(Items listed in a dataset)
*** Block opens ***

PR #404, opened 2018-09-16
[DRAFT] Make bind/unbind/backup operations resilient to BOSH unavailability

abh1kg:
- Cache all static IP addresses of all managed BOSH deployments by inspecting the deployment manifest
- Use the deployment IP cache for all operations instead of requesting BOSH
- Use concurrency limits for parallel loading of the manifests [to prevent overloading BOSH]
- Load IPs if initial cache is unavailable [Cache Busting]


abh1kg:
Will add test cases in some time.. 
@subhankarc , @jagadish-kb : can you do a cursory review for this ?

PR #601, opened 2019-02-25
Improve eventlogs generated for metering 

muralisc:
- Log successful metering events also.
- Log instance id also


kamath-prasad:
@muralisc : can you pls check and add missing UT's ?

muralisc:
Pipeline # 665

PR #603, opened 2019-03-05
[interoperator]  Runtime configs

vivekzhere:
- Worker count as runtime time config
- Read from configmap
- Use client-go to fetch configmap
- Informers not setup before controllers

### DIFF
--- a/interoperator/pkg/internal/config/config.go
+++ b/interoperator/pkg/internal/config/config.go
@@ -1,0 +1,113 @@
+package config
+
+import (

*** Block closes ***

Task requirements: Only the lines from the one containing "- Cache all" through the end of the entries above belong in the answer; repeat them exactly.

Output for this task:
- Cache all static IP addresses of all managed BOSH deployments by inspecting the deployment manifest
- Use the deployment IP cache for all operations instead of requesting BOSH
- Use concurrency limits for parallel loading of the manifests [to prevent overloading BOSH]
- Load IPs if initial cache is unavailable [Cache Busting]


abh1kg:
Will add test cases in some time.. 
@subhankarc , @jagadish-kb : can you do a cursory review for this ?

PR #601, opened 2019-02-25
Improve eventlogs generated for metering 

muralisc:
- Log successful metering events also.
- Log instance id also


kamath-prasad:
@muralisc : can you pls check and add missing UT's ?

muralisc:
Pipeline # 665

PR #603, opened 2019-03-05
[interoperator]  Runtime configs

vivekzhere:
- Worker count as runtime time config
- Read from configmap
- Use client-go to fetch configmap
- Informers not setup before controllers

### DIFF
--- a/interoperator/pkg/internal/config/config.go
+++ b/interoperator/pkg/internal/config/config.go
@@ -1,0 +1,113 @@
+package config
+
+import (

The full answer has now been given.